### [Exercise brief]
Counting only lines below that contain the string "want", give the total as a single number.
────────────────────
PR #5595, opened 2020-01-03
Move profiled distortion correction in pipeline

Lawrence37:
Resolves #5558 by applying distortion correction before auto-fill and perspective.

PR #7100, opened 2024-06-14
Lens correction based on metadata (Sony, Fuji, Olympus, Panasonic, DNG)

### LINKED ISSUE #2838: Support DNG WarpRectilinear opcode
Originally reported on Google Code with ID 2858

```
Hi,

I'm using RT for quite some time and I really like it. I'd like to post a feature request.


The idea is to support the WarpRectilinear opcode that some DNG files have. The opcode
specifies how the lens distortion should be corrected when demosaicing the DNG file.
Code for reading the opcode and correcting the distortion is available from Adobe as
part of the open source DNG SDK, in the utility dng_validate. Currently RT ignores
the opcode and therefore DNG files that contain it are uncorrected for distortion.

The ZIP file linked below includes the following files:
1_P7183225.ORF - Original RAW file in ORF format (taken with an Olympus E-M10 camera)
2_P7183225_OOC.jpg - Out of camera jpeg (downsized to 1MP)
3_P7183225.dng - DNG 1.4 file created with Adobe DNG Converter
4_P7183225_RT.jpg - Output of DNG file when converted to JPG in RT
5_P7183225_DNG_VALIDATE.tif - Output of DNG file when converted to TIFF using dng_validate.

ZIP (35MB):
https://dl.dropboxusercontent.com/u/21642925/RT_DNG_OPCODE.ZIP

As you can see, the out of camera jpeg and the file created by dng_validate are both
corrected for distortion, while the file created by RT is not. 

I tried to work with the DNG SDK in the past but it's a nightmare to get it to compile.
I didn't manage to build dng_validate locally. I'm also not familiar enough with RT's
code to implement such a feature by myself currently. I hope that this can be implemented
sometime in the future.

Thank you,
Assaf
```

Reported by `assaft` on 2015-07-26 20:03:33

### LINKED ISSUE #6076: Add an option to use lens corrections and flat fields embedded in image metadata
This would be great because many cameras store lens corrections in image metadata. Already present in ART

sgotti:
This PR implements lens correction based on file metadata for DNG and vendor (Sony, Fuji, Olympus, Panasonic) specific algorithms (many, if not all, reverse engineered).

This is based on my and other people same works done on darktable.

I created different self contained commits but due to the lack of github for dependant PRs i preferred to create an unique PR to easily tests all the work. 

**I warmly suggest to review the commits one by one to better understand every single change**

These are the commits titles in order:

* iptransform: move profile based CA with and after distortion
* iptransform: correct profile based distortion/CA before rotation
* iptransform: apply distortion and CA correction in a single pass
* lens profile: report availability of distortion and vignetting
* imagedata: report if file is DNG
* Add initial metadata lens correction handling
* lensmetadata: add abstract center radius helper class
* Add Sony metadata lens correction
* Add Fujifilm metadata lens correction
* Add Olympus metadata lens correction
* Add Panasonic metadata lens correction
* Add DNG metadata lens correction

### First commits
The first commit `iptransform: move profile based CA with and after distortion` tries to move CA together with distortion avoiding an additional step and related interpolation (this should also improve performances by removing an additional interpolation step).

The commit `iptransform: correct profile based distortion/CA before rotation` does the same fix done in #5595 for perspective correction also for rotation correction.
 
The commit `iptransform: apply distortion and CA correction in a single pass` is an enhancement useful for the corrections.

@Lawrence37 If you prefer I can open different PRs for these commits if you want to discuss them in deep and separately.

### Tested images

I tested all the various vendors with multiple images from raw.pixls.us or other images provided in the pixls.us forum in the past or from github issues that I already used with the darktable implementation. If you want I can provide some of them out of band.

### DNG

DNG OpcodesList1/2/3 are fully documented. Currently they aren't fully implemented in rawtherapee since they should be handled in different parts of the pipeline.
To add some story: OpcodeList1 is used in rawimagesource.cc to handle only GainMap, while OpcodeList2 is not handled.
Any OpcodeList1/2/3 can be an arbitrary list of mandatory or optional operations (also multiple GainMap, multiple WarpRectilinear). So this logic is not implemented by rawtherapee but only some specific cases.

The added lens correction uses OpcodeList3 (after demosaic). Like in DT only WarpRectilinear and FixVignetteRadial are implemented (WarpRectilinear2 and WarpFishEye are missing).
At the moment only the first WarpRectilinear and the first FixVignetteRadial is handled. This is enough to correct Leica DNGs.
I added some notes in the source.

### Future improvements and backward compatibility

Since the vendor ones are reverse engineered and DNG Opcode3 is not fully implemented in future there can be changes to the vendor algorithms (i.e. improved corrections, added Panasonic CA handling currently missing). This could cause some backward incompatible changes. This should be considered and handled when happening.
*If backward compatibility is very important some regressions tests like the DT integration tests will be really useful...*


sgotti:
@Lawrence37 Another big doubt is related to perspective correction done before lens correction introduced in #5595 . Logically lens correction should go before any other correction as it should work on the sensor output image (excluding 90xN degrees corrections).

For example if perspective rotation is applied, CA correction will be applied to a perspective corrected image (I avoided this for normal rotation in commit `iptransform: correct profile based CA right after distortion` but I left with the perspective correction doubt). The same for distortion, it should be applied to the out of camera image without any perspective correction.

So I'm not sure I totally understand the issue fixed by #5595 and if the cause was the order of the operations (distortion before perspective) or instead the cause was just the use of ascale during distortion correction that you removed.

During my tests I also tried moving distortion/ca correction before perspective and I saw some little differences but I cannot say if they were better or worse without a good test image.

Can you please shed some light and your thoughts on this?

sgotti:
@Lawrence37 I think this is now ready for review.

I removed my previous question since I now have a clearer vision (I forgot that the transformations are applied in reverse order since they map from the output/transformed image to the input image). Also updated the PR descriptions and the commits that move CA correction near/with distortion correction.

roth-m:
For Panasonic, I don't believe the reference/formula you mentioned will work for most lenses. It's even specified in on syscall.eu page that there are different formulas depending on the lens.
I believe Pana Exif coefficients are for Brown Conrady model and not Barel (I tried a few years ago to fit the exif coefficients to Barel model without success, but that is just my tries).
(See: https://github.com/darktable-org/darktable/pull/7092#issuecomment-2180741190 )

sgotti:
> For Panasonic, I don't believe the reference/formula you mentioned will work for most lenses. It's even specified in on syscall.eu page that there are different formulas depending on the lens.
> I believe Pana Exif coefficients are for Brown Conrady model and not Barel (I tried a few years ago to fit the exif coefficients to Barel model without success, but that is just my tries).
> (See: [darktable-org/darktable#7092 (comment)](https://github.com/darktable-org/darktable/pull/7092#issuecomment-2180741190) )

@roth-m definitely. It just works well (better than lensfun correction on short focus distances) for my Lumix S and Sigma DG DN (L-mount FF) lenses but it should be removed/commented out before merging. If you have more details (in the DT post I can't better understand your findings) to share or need some exif data from my lenses let me know. A dedicated place/issue could be better to discuss this.

Lawrence37:
I did some brief testing with images from the RPU. It works well for Sony and Fujifilm images in general. I noticed these issues:
- Olympus SP565UZ: Metadata option is selectable, but none of the corrections are available.
- Panasonic DC-FZ10002: Distortion correction looks wrong.
- Panasonic DMC-G80: Distortion correction looks insufficient.
- YI Technology M1 (dng): CA correction looks insufficient.

My findings support the concern regarding Panasonic images. The problem with the dng may just be bad correction parameters in the metadata.

sgotti:
> Olympus SP565UZ: Metadata option is selectable, but none of the corrections are available.

Good catch. Fixed.

> My findings support the concern regarding Panasonic images. 

For Panasonic I'm talking oob with @roth-m trying to find a common correction algorithm (with the current implemented one I have good corrections for my L-Mount lenses but it doesn't fit other mount/lenses).

> * YI Technology M1 (dng): CA correction looks insufficient.

Tested the unique image on raw.pixls.us. The algo looks right, it's just that the reported corrections aren't good (other programs does the same corrections with the same uncorrected CA).

rtengine/iptransform.cc
```diff
@@ -1213,52 +1205,56 @@ void ImProcFunctions::transformGeneral(bool highQuality, Imagefloat *original, I
...
-                    break;
-                case PerspType::CAMERA_BASED:
-                    const double w = p_matrix[3][0] * x_d + p_matrix[3][1] * y_d + p_matrix[3][3];
-                    const double xw = p_matrix[0][0] * x_d + p_matrix[0][1] * y_d + p_matrix[0][3];
-                    const double yw = p_matrix[1][0] * x_d + p_matrix[1][1] * y_d + p_matrix[1][3];
-                    x_d = xw / w;
-                    y_d = yw / w;
-                    break;
-            }
+            for (int c = 0; c < (doCACorrection ? 3 : 1); ++c) {
```
Lawrence37: Why iterate through `c` here? It seems it is not needed until after rotation, possibly resulting in unnecessary re-computation of scale, perspective, and rotate if the compiler doesn't know how to optimize.

rtengine/lcp.cc
```diff
@@ -985,11 +985,27 @@ rtengine::LCPMapper::LCPMapper(
     isFisheye = pProf->isFisheye;
 }
 
-bool rtengine::LCPMapper::isCACorrectionAvailable() const
+bool rtengine::LCPMapper::hasDistortionCorrection() const
+{
+    return true;
+}
```
Lawrence37: Add a comment explaining why this always returns true.

rtengine/lcp.cc
```diff
@@ -985,11 +985,27 @@ rtengine::LCPMapper::LCPMapper(
...
+
+bool rtengine::LCPMapper::hasCACorrection() const
 {
     return enableCA;
 }
 
+bool rtengine::LCPMapper::hasVignettingCorrection() const
+{
+    return true;
+}
```
Lawrence37: Same here

rtengine/lensmetadata.h
```diff
@@ -0,0 +1,88 @@
...
+ *  You should have received a copy of the GNU General Public License
+ *  along with RawTherapee.  If not, see <https://www.gnu.org/licenses/>.
+ */
+#pragma once
+
+#include "lcp.h"
+#include "procparams.h"
+#include "rtengine.h"
+#include "metadata.h"
+#include <memory>
```
Lawrence37: Sort these includes alphabetically and place the standard library include at the top in its own section.

rtgui/lensprofile.cc
```diff
@@ -144,17 +146,18 @@ LensProfilePanel::LensProfilePanel() :
...
-    modesGrid->attach(*lensfunLenses, 1, 4, 1, 1);
+    modesGrid->attach(*corrMetadata, 0, 1, 3, 1);
+    modesGrid->attach(*corrLensfunAutoRB, 0, 2, 3, 1);
+    modesGrid->attach(*corrLensfunManualRB, 0, 3, 3, 1);
+
+    modesGrid->attach(*lensfunCamerasLbl, 0, 4, 1, 1);
+    modesGrid->attach(*lensfunCameras, 1, 4, 1, 1);
+    modesGrid->attach(*lensfunLensesLbl, 0, 5, 1, 1);
+    modesGrid->attach(*lensfunLenses, 1, 5, 1, 1);
     modesGrid->attach(*warning, 2, 3, 1, 2);
```
Lawrence37: The warning should be bumped down too.

rtengine/lensmetadata.h
```diff
@@ -0,0 +1,88 @@
...
+    void correctDistortionAndCA(double &x, double &y, int cx, int cy, int channel) const override;
+    void correctDistortion(double &x, double &y, int cx, int cy) const override;
+    void correctCA(double &x, double &y, int cx, int cy, int channel) const override;
+    void processVignette(int width, int height, float **rawData) const override;
+    void processVignette3Channels(int width, int height, float **rawData) const override;
+
+    void processVignetteNChannels(int width, int height, float **rawData, int channels) const;
+    void initCorrections(int width, int height, const procparams::CoarseTransformParams &coarse, int rawRotationDeg);
+
+    /* Implementors should implement the blow methods */
```
Lawrence37:
```suggestion
    /* Implementers should implement the below methods */
```

rtengine/lensmetadata.cc
```diff
@@ -0,0 +1,1035 @@
...
+    {
+        knots.resize(nc);
+        dist.resize(nc);
+        vig.resize(nc);
+        for (int i = 0; i < 3; ++i) {
+            ca[i].resize(nc);
+        }
+
+        for (int i = 0; i < this->nc; i++) {
+            knots[i] = (double)(i + 0.5) / (nc - 1);
```
Lawrence37: It's already a `double`

rtengine/lensmetadata.cc
```diff
@@ -0,0 +1,1035 @@
...
+    int nc;
+    std::array<short, 16> distortion;
+    std::array<short, 16> ca_r;
+    std::array<short, 16> ca_b;
+    std::array<short, 16> vignetting;
+
+    std::vector<double> knots;
+    std::vector<double> dist;
+    std::array<std::vector<double>, 3> ca;
+    std::vector<double> vig;
```
Lawrence37, line 202: These can be private. Same for the other classes.

rtengine/lensmetadata.cc
```diff
@@ -0,0 +1,1035 @@
...
+*/
+
+class SonyMetadataLensCorrection : public CenterRadiusMetadataLensCorrection
+{
+public:
+    int nc;
+    std::array<short, 16> distortion;
+    std::array<short, 16> ca_r;
+    std::array<short, 16> ca_b;
+    std::array<short, 16> vignetting;
```
Lawrence37, line 197: `MAXKNOTS` instead of 16?

rtengine/lensmetadata.cc
```diff
@@ -278,10 +280,212 @@ class SonyMetadataLensCorrection : public CenterRadiusMetadataLensCorrection
...
+        knots_dist.resize(MAXKNOTS);
+        dist.resize(MAXKNOTS);
+        for (int i = 0; i < 3; ++i) {
+            ca[i].resize(MAXKNOTS);
+        }
+
+        // convert from spline related to source image (input is source image
+        // radius) to spline related to dest image (input is dest image radius)
+        for (int i = 0; i < MAXKNOTS; i++) {
+            const double rin = (double)i / (double)(nc - 1);
```
Lawrence37: `static_cast`, or use `1.0`

rtengine/lensmetadata.cc
```diff
@@ -0,0 +1,1035 @@
...
+        auto &exif = metadata.exifData();
+
+        std::array<double, 4> distortion;
+        std::array<double, 6> cacorr;
+
+        auto it = exif.findKey(Exiv2::ExifKey("Exif.OlympusIp.0x150a"));
+        if (it != exif.end() && it->count() == 4) {
+            for (int i = 0; i < 4; ++i) {
+                const float kd = it->toFloat(i);
+                distortion[i] = kd;
```
Lawrence37: Why use a variable?

rtengine/lensmetadata.cc
```diff
@@ -0,0 +1,1035 @@
...
+                has_dist = true;
```
Lawrence37: Move `has_dist = true;` outside the loop

rtengine/lensmetadata.cc
```diff
@@ -0,0 +1,1035 @@
...
+            }
+            it = exif.findKey(Exiv2::ExifKey("Exif.OlympusIp.0x150c"));
+            if (it != exif.end() && it->count() == 6) {
+                for (int i = 0; i < 6; ++i) {
+                    const float kc = it->toFloat(i);
+                    cacorr[i] = kc;
```
Lawrence37: Same question with the variable

rtengine/lensmetadata.cc
```diff
@@ -0,0 +1,1035 @@
...
+                }
+                has_ca = true;
+            }
+
+            if (has_dist) {
```
Lawrence37: `has_dist` is always true here

rtengine/lensmetadata.cc
```diff
@@ -481,11 +481,140 @@ class FujiMetadataLensCorrection : public CenterRadiusMetadataLensCorrection
...
+        }
+    }
+
+    double distortionCorrectionFactor(double rout) const override
+    {
+        // The distortion polynomial maps a radius Rout in the output
+        // (undistorted) image, where the corner is defined as Rout=1, to a
+        // radius in the input (distorted) image, where the corner is defined
+        // as Rin=1.
+        // Rin = Rout*dk0 * (1 + dk2 * (Rout*dk0)^2 + dk4 * (Rout*dk0)^4 + dk6 * (Rout*dk0)^6)
```
Lawrence37: Is `dk0` supposed to be `drs`?

rtengine/lensmetadata.cc
```diff
@@ -0,0 +1,1035 @@
...
+
+        auto &exif = metadata.exifData();
+
+        auto it = exif.findKey(Exiv2::ExifKey("Exif.PanasonicRaw.0x0119"));
+        if (it != exif.end()) {
+            std::vector<Exiv2::byte> buf;
+            buf.resize(it->value().size());
+            it->value().copy(&buf[0], Exiv2::littleEndian);
+
+            const Exiv2::byte *data = &buf[0];
```
Lawrence37: `buf.data()` instead of `&buf[0]`?

rtengine/lensmetadata.cc
```diff
@@ -0,0 +1,1035 @@
...
+            b = Exiv2::getShort(data + 8, Exiv2::littleEndian) / 32768.0f;
+            c = Exiv2::getShort(data + 22, Exiv2::littleEndian) / 32768.0f;
+
+            has_dist = true;
+        }
+    }
+
+    double distortionCorrectionFactor(double rout) const override
+    {
+        const double rin = scale * (rout + a * std::pow(rout, 3) + b * std::pow(rout, 5) + c * std::pow(rout, 7));
```
Lawrence37: You can use [Horner's method](https://en.wikipedia.org/wiki/Horner%27s_method) to avoid all the `std::pow()`s.

rtengine/lensmetadata.cc
```diff
@@ -0,0 +1,1035 @@
...
+        const double cf = rout / rin;
```
Lawrence37, line 673: Interesting that the formula calculates the undistorted radius instead of the other way around. This could lead to bad results if the distortion is strong.

rtengine/lensmetadata.cc
```diff
@@ -0,0 +1,1035 @@
...
+// be done.
+// Currently we only handle a subset of all the available opcodes and only one
+// WarpRectilinar for distortion and FixVignetteRadial for vignetting (that's
+// usually the case with Leica DNGs and ADC generated DNGs).
+// This should be extended to support more exotic operations lists (i.e.
+// multiple WarpRectilinear)
+class DNGMetadataLensCorrection : public MetadataLensCorrection
+{
+public:
+    const FramesMetaData *meta;
```
Lawrence37: Unused field

rtengine/lensmetadata.cc
```diff
@@ -0,0 +1,1035 @@
...
+        auto &exif = metadata.exifData();
+
+        auto it = exif.findKey(Exiv2::ExifKey("Exif.SubImage1.OpcodeList3"));
+
+        if (it != exif.end()) {
+            std::vector<Exiv2::byte> buf;
+            buf.resize(it->value().size());
+            it->value().copy(&buf[0], Exiv2::invalidByteOrder);
+
+            const Exiv2::byte *data = &buf[0];
```
Lawrence37: `buf.data()` instead of `&buf[0]`?

rtengine/lensmetadata.cc
```diff
@@ -689,6 +689,308 @@ class PanasonicMetadataLensCorrection : public CenterRadiusMetadataLensCorrectio
...
+    double cx_v;
+    double cy_v;
+    double m_d;
+
+    int planes;
+
+    bool has_dist, has_ca, has_vign;
+    std::array<std::array<double, 6>, 3> warp_rectilinear;
+    std::array<double, 5> vignette_radial;
+    std::set<int> processed_opcodes;
```
Lawrence37: `processed_opcodes` can be a local variable.

rtengine/lensmetadata.cc
```diff
@@ -0,0 +1,1035 @@
...
+                    has_dist = true;
+                    if (planes == 3) {
+                        has_ca = true;
+                    }
+
+                    // we currently handle only one vignetting correction
+                } else if (opcodeID == 3 && !has_vign) { // FixVignetteRadial
+                    size_t start = idx;
+                    size_t end = idx + 7 * 8;
+                    if (end <= buf.size()) {
```
Lawrence37: Should this be `>`?

Lawrence37 (commented):
I reviewed all the code. Let me know when the Panasonic correction has been sorted out or disabled. I'm hoping to include this in 5.11.

FYI GitHub makes it hard to review changes after rebasing, or maybe there's a trick that I don't know about?

rtengine/iptransform.cc
sgotti: I was waiting for a review on the logic before optimizing. I assume that the logic of the first 3 commits looks good to you so I updated them.

rtengine/lensmetadata.cc
sgotti: These are the max sony knots in metadata. While MAXKNOTS is the number of knots to use to compute the inverted fuji spline. So it's a concidence that they are 16. I'll move MAXKNOTS inside the fuji class since it's used only there to avoid such confusion.

rtengine/lensmetadata.cc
────────────────────
### [Expected answer]
2